Deontay Wilder made worst mistake of his career by splitting from Mark Breland, says Dillian Whyte

Deontay Wilder has made “the worst mistake of his career” by splitting from co-trainer Mark Breland who threw in the towel in his defeat to Tyson Fury, says Dillian Whyte.

The American heavyweight is no longer working with Breland, a long-term member of his coaching line-up, as he prepares for an expected third fight with Fury, with a date and venue still to be confirmed.

Breland, a former world champion himself, signalled the end of a stoppage loss to Fury in their WBC title fight in February, much to the dismay of Wilder, who is expected to keep faith with fellow co-trainer Jay Deas.


He’s someone that cares about the athlete and the boxing side of things.

Dillian Whyte on Mark Breland

Asked about Wilder’s decision, Whyte told Sky Sports: “I think it’s the worst mistake he’s ever made, because Mark Breland is the only person in his team that actually was a boxer and was actually a world champion. He was the only person that didn’t care about money or fame.

“Someone who was actually from an emotional point, someone who understands, thinking about his health and did the right thing by throwing the towel in, because he could have got seriously hurt.

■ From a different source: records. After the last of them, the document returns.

PR #214, opened 2019-10-15
Improve object editing (vehicle in vehicle cargo, jet sounds setting)

mharis001:
- Improve `BIS_fnc_curatorObjectEdited` by:
    - Add support for loading/unloading vehicle in vehicle cargo
    - Improving handling of slingloaded objects
        - Properly handle situation where object is already slingloaded
        - Object will detach if moved (without having to hover over another object)
    - Use `setVehiclePosition` when moving objects to ground level
        - Performs check for collisions with other objects
    - Cleaning up code
- Add `zen_editor_parachuteSounds` setting
    - Controls whether jet flyby sounds are played when objects are given parachutes

### DIFF
--- a/addons/editor/stringtable.xml
+++ b/addons/editor/stringtable.xml
@@ -64,7 +64,7 @@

“He was getting hit with punches that weren’t knocking him out, they were concussing him. Mark Breland knows what it’s like, because Mark Breland has been in the same position Wilder was in. He’s someone that cares about the athlete and the boxing side of things.

🗣️"I'd love him to fight Tom Little on my undercard!" 🥊@DillianWhyte was 'very impressed' with @AlenBabic11's performance last night, but admits that he would like to see 'The Savage' at cruiserweight pic.twitter.com/hGzGPq797o

“Not just ‘Bomb Squad’, nonsense. He doesn’t care about that. He’s the only one in the team, you don’t see him running around and shouting and screaming. He’s just a little quiet guy, does his job.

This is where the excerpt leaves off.